Isn't the whole point of money to save it?
Money does two jobs that pull against each other. It moves value between people (medium of exchange), and it stores value across time (store of value). The better it stores, the worse it moves: if your money gains value while sitting still, sitting still is the smart play, and Bitcoin proved where that ends.
The Alignment Economy splits the two jobs into two kinds of points instead of forcing one unit to do both badly. Active points are pure medium of exchange: fresh every morning, gone every midnight. Points you receive from others become Earned points, which persist as savings (managed by a daily rebase rather than expiry). You can absolutely save. You just can't save the allocation itself; you save what other people paid you for contributing value.
What does daily expiry actually do?
It makes the floor real. A billionaire and a minimum-wage worker wake up with the same 1,440 points, and the billionaire cannot stockpile the daily flow into a position of leverage over it. Equal allocation plus expiry means the floor is a floor forever, not a head start that compounds.
It removes the hoarding option entirely. No expiry mechanism, no velocity problem. Nobody delays a purchase waiting for points to appreciate, because today's allocation does not exist tomorrow.
It solves the cold-start problem. New currencies die in silence: no merchants because no spenders, no spenders because no merchants. Expiry forces day-one activity. Even two early participants must transact or watch their points burn, and every one of those transactions is data the proof-of-human system uses to tell real lives from fake ones. The mechanism that drives spending is the same mechanism that bootstraps security.
Has expiring money ever been tried?
Yes, and it worked well enough to get banned. In 1932, the Austrian town of Worgl, drowning in Depression unemployment, issued local money that lost 1% of its value each month unless a stamp was purchased. Nobody hoarded it. The scrip circulated so fast that the town paved roads, built a bridge, and cut unemployment while the rest of Austria sank deeper. Economists called it the Miracle of Worgl. The Austrian central bank called it a threat to its currency monopoly and shut it down in 1933.
The economist behind the idea, Silvio Gesell, argued that money should decay like the goods it buys; Keynes wrote that the future would learn more from Gesell than from Marx. The idea was never wrong. It just needed infrastructure that couldn't be shut down by one central bank, which is what a blockchain is.
The arithmetic of a day
| Morning | Spent during day | Midnight | |
|---|---|---|---|
| Active points | 1,440 arrive | Sent to people, goods, services | Remainder burns |
| Earned points | Balance persists | Grows by whatever others paid you | Rebased, share preserved |
One clean consequence: the maximum any person can inject into the economy per day is 1,440 points. Influence over the daily flow is capped at exactly one human's worth, every day, for everyone.
FAQ
What if I'm sick, offline, or asleep and can't spend? Standing allocations solve this: you can direct your daily points automatically, for example sending all 1,440 to a spouse or splitting them across recurring commitments. Expiry punishes hoarding, not busy lives.
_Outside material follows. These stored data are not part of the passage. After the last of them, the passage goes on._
PR #216, opened 2017-02-12
Adds a autoimplanter to research designs

Roland410:
Adds a autoimplanter to research designs, quite high tech and material costs come with it though, but you won't need another person to implant you.


Poojawa (approved):
I'm still hesitant on having such a powerful tool available for anyone to use. But this can be reverted if my hesitation proves correct.

TalkingCactus:
I feel the same way. A testmerge would probably be the best option here.

TalkingCactus (approved):

PR #224, opened 2017-02-13
Slime/Jelly people are immune when stepping on glass shards

LetterJay:
This adds a check to slime/jelly people when stepping on glass shards so they no longer trip/take damage.

I feel like this could be a balance issue, but not a huge one. It was suggested, so here it is. I dunno if it's worth being merged or not.


TalkingCactus:
should've added this as a species trait so it can be easily applied to new species

PR #235, opened 2017-02-18
Several Balance and Convenience Changes

TalkingCactus:
Drones slowed down a smidge so they're a bit more controllable.

Swarmers slowed down to normal speed.

Industrial welders are faster, huge welders are huger.

Cake hat force reduced to 6 from 15.


Poojawa (approved):
They all seem good to me. the Cakehat still irks me, but I'm probably still being irritated by past history of seeing powergamers abuse it.

PR #261, opened 2017-03-04
Fix DIR for Waste Loop O2 Gas Filter in Atmo

Penguaro:
Changed DIR of Gas Filter for O2 in Waste Loop from 1 to 4

:cl: Penguaro
fix: Changed DIR of Gas Filter for O2 in Waste Loop from 1 to 4
/:cl:

[]: # Current Default start for TgStation (AKA BoxStation) map has the O2 Gas filter pointing the wrong direction, causing the loop to start broken and inoperable past Nitrogen filtering. Newer players or smaller rounds without an engineer may miss this and a broken loop does not seem canon to the general story.

atmo

### DIFF
--- a/_maps/map_files/TgStation/tgstation.2.1.3.dmm
+++ b/_maps/map_files/TgStation/tgstation.2.1.3.dmm
@@ -53120,7 +53120,7 @@
 /area/atmos)
 "cmq" = (
 /obj/machinery/atmospherics/components/trinary/filter{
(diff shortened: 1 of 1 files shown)


Penguaro:
Odd, apparently the map has merge issues. Will correct and re-commit.

TalkingCactus:
Your name goes after the first CL tag.

PR #270, opened 2017-03-10
Improved Atmospherics Logging

TalkingCactus:
Improves the message sent to admins when atmospherics equipment is tampered with. Includes `FLW`, `JMP`, and `?` buttons for all of them.


TalkingCactus:
travis is having a fit, but it works fine

PR #271, opened 2017-03-11
Radiation Shutter Control Fix

Penguaro:
🆑 Penguaro
fix: Changed Access Level from **24** (_Atmospherics_) to **10** (_Engine_) on **Radiation Shutters Control**
/🆑

[why]: # The Radiation Shutters Control was set to Atmospherics. If a server was of normal population, a Station Engineer wouldn't have Atmo access and thus could not close the shutters.


TalkingCactus:
We don't have these shutters anymore since our insatiable lag won't let us have fun.

Penguaro:
Bummer. I was starting to like the supermatter engine and it's quirks.

Issue #269, opened 2017-03-10
Clones have white eyes and no genitals


Little-119:
As it says in the title, freshly cloned humans have completely white eyes and lack any genitals.

PR #277, opened 2017-03-14
Cloning-Genitalia-Fix

ktccd:
:cl: Cloned Genitals Fix
fix: Various methods of cloning now gives the organs the clone's DNA says they should have and updates genital appearance along with clone updating of appearance.
/:cl:


LetterJay:
Since this is @TalkingCactus 's thing, I'll let him review/merge.

code/modules/mob/living/carbon/human/human.dm
```diff
@@ -50,6 +50,7 @@
 
 	internal_organs += new dna.species.mutanteyes()
 	internal_organs += new /obj/item/organ/brain
+	give_genitals()
```
TalkingCactus, line 57: `if(!(NOGENITALS in dna.species.species_traits))`

TalkingCactus (changes requested):

code/modules/mob/living/carbon/human/human.dm
ktccd: I'm... uhm, not sure what this means, I'm not very used to github. I don't really understand what you want changed :S.

TalkingCactus:
I don't suppose you could bundle a fix for the other half of #269 ? Clones apparently have white eyes, but I haven't seen it myself.

code/modules/mob/living/carbon/human/human.dm
ktccd: Ok, so reading up a bit... this seems like, if anything, it should be in the give_genitals() proc, rather than hardcoded in this specific place. Nothing should ever get genitals if it has NOGENITALS trait in its dna and anything that has genitals needs to have dna to begin with, right? 'cause it's a carbon/human proc?

ktccd:
There. Added sanity, removed old and harmful sanity and so on.
And yes, now the eyes fix is in here as well. It's completely unrelated to why genitalia was broken, but since it shares the same issue ticket and it seemed like a simple fix, I just added it in here as well.
Turns out, handle_body code was checking if you were NOT husked AND no disabilities before they drew eyes or lips. Only one of those things should be relevant and it's not disabilities. Blind people also have eyes.

ktccd (commented):
IDK how the request changes thing works, but I implemented the suggestion in my latest commit...

ktccd:
Travis loves me again!

LetterJay:
need an update on this

ktccd:
What'd you mean? Update how? O.o

code/modules/mob/living/carbon/human/human.dm
TalkingCactus: It checks it as a failsafe, but doing one check here instead of potentially doing it several times later is better.

ktccd: I already added a check in give_genitals now though? It's not... like... better to check outside it. The proc responsible for handling genitals should be doing the checks, right?

TalkingCactus: That works, yes. (I was referring to each individual proc inside `give_genitals()`)

TalkingCactus (approved):

PR #283, opened 2017-03-15
Ghost-role arousal fix

ktccd:
[Changelogs]: # Fixes it so ghost role spawners respect arousal preferences of the ghost.

:cl: Ghost-role arousal
fix: Ghost role spawners should now respect your arousal preferences.
/:cl:

[Justification]: # Preferences should be used or not exist, no point in ignoring them.

### DIFF
--- a/code/modules/awaymissions/corpse.dm
+++ b/code/modules/awaymissions/corpse.dm
@@ -78,6 +78,7 @@
 				MM.objectives += new/datum/objective(objective)
 		special(M)
 		MM.name = M.real_name
+		M.canbearoused = M.client.prefs.arousable
 	if(uses > 0)
 		uses--
 	if(!permanent && !uses)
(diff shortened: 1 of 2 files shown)


TalkingCactus:
Set up a check inside of `on_species_[gain/loss]()` that toggles your `canbearoused` var based on if the species has the NOGENITALS flag as well.

LetterJay:
@ktccd

ktccd:
Ok, so I'm working on making this a bit less shitty. And to also use NOAROUSAL flag, instead of NOGENITALS flag, since we apparantly have that, and that's pretty much exactly the flag it should use ^^.
Currently, this means it works for most race-changes, but I'm having problems with getting it to stick to the mob_spawn items. If I run the equip() proc on them from their spawn item, it DOES fix the setting, so something must be fudging it up elsewhere since that proc should be run in their create()...

ktccd:
This isn't what I imagine my preferred fix would be, but I know honestly FAR too little to be able to articulate properly what a solid fix would be.
What I **imagine** I'd prefer using:
Any mob/living/carbon, when it's made, would have it's arousal set based on species_traits.
THEN anytime a client is attached to such a mob, their settings is also taken into account. My problem is I have no idea WHERE this happens in the code. Or even if there is such a proc? It feels so.... hack-y to just make a check to catch the cases when the mob_spawn didn't change race...

PR #285, opened 2017-03-16
Citadel.1.1.0

Leon-Leonardo:
- fixed inaccessible chemmaster in chemistry
- moved hydroponics, replaced it with a Casino
- added Ian and spare ID's/PDA's to HoP office
- fixed the security of the Civ armory
- added cameras to bridge airlocks
- fixed CE office APC
- added some redundant powerlines
- added airlock to R&D entrance
- fixed stacking machine in cargo and made it so you can put crates on the conveyor
- added the auxiliary base
- added escape pod 4
- added the "near station" space area where appropriate
- moved mining shuttle

citadel 1 1 0


Leon-Leonardo:
Still having an issue with the navbeacons if anyone can help me with them

Set them up as best I could following what I observed on Box, but they just go back and forth between two beacons. I deleted the ones I had for now.

PR #287, opened 2017-03-16
Another attempt at fixing air.dm

Verkister:
I found out the process_cell proc did exist, but it's for turfs only. The runtiming call for it had no proper exclusion. No idea if this works, but the test runs showed no problems so far.


LetterJay:
Remote merge. We can test it next round and revert if need be.

PR #296, opened 2017-03-19
'Give' verb

LetterJay:
:cl: 
add: Adds the 'Give' verb from /vg/ and others. Simply go near a player and click the 'Give' verb (or type it) in the IC tab. The player you are trying to give the item to must have nothing in their hands and a box will appear to confirm if they want the item or not.
/:cl:

Also comments out some unused vars. From #270


LetterJay:
I'm sure there's a way to remove the need for both hands to be empty, but I'm not sure what the check would be.

Roland410:
https://github.com/Baystation12/Baystation12/blob/74b6687fe7d92f35c2b95c143e16370b33298c29/code/modules/mob/living/carbon/give.dm

Roland410:
Althought I think that's the same thing and I might be just tired.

Can't I just send my points to myself or a second account? Points sent to your own account would simply become your Earned points and enter the rebase, gaining you nothing over spending them normally, and duplicate accounts are what the proof-of-human system exists to catch.
Is this the same as demurrage? Same family, sharper implementation. Demurrage taxes idle money slowly; daily expiry of the allocation removes idleness as an option, while savings (Earned points) are handled separately by the rebase.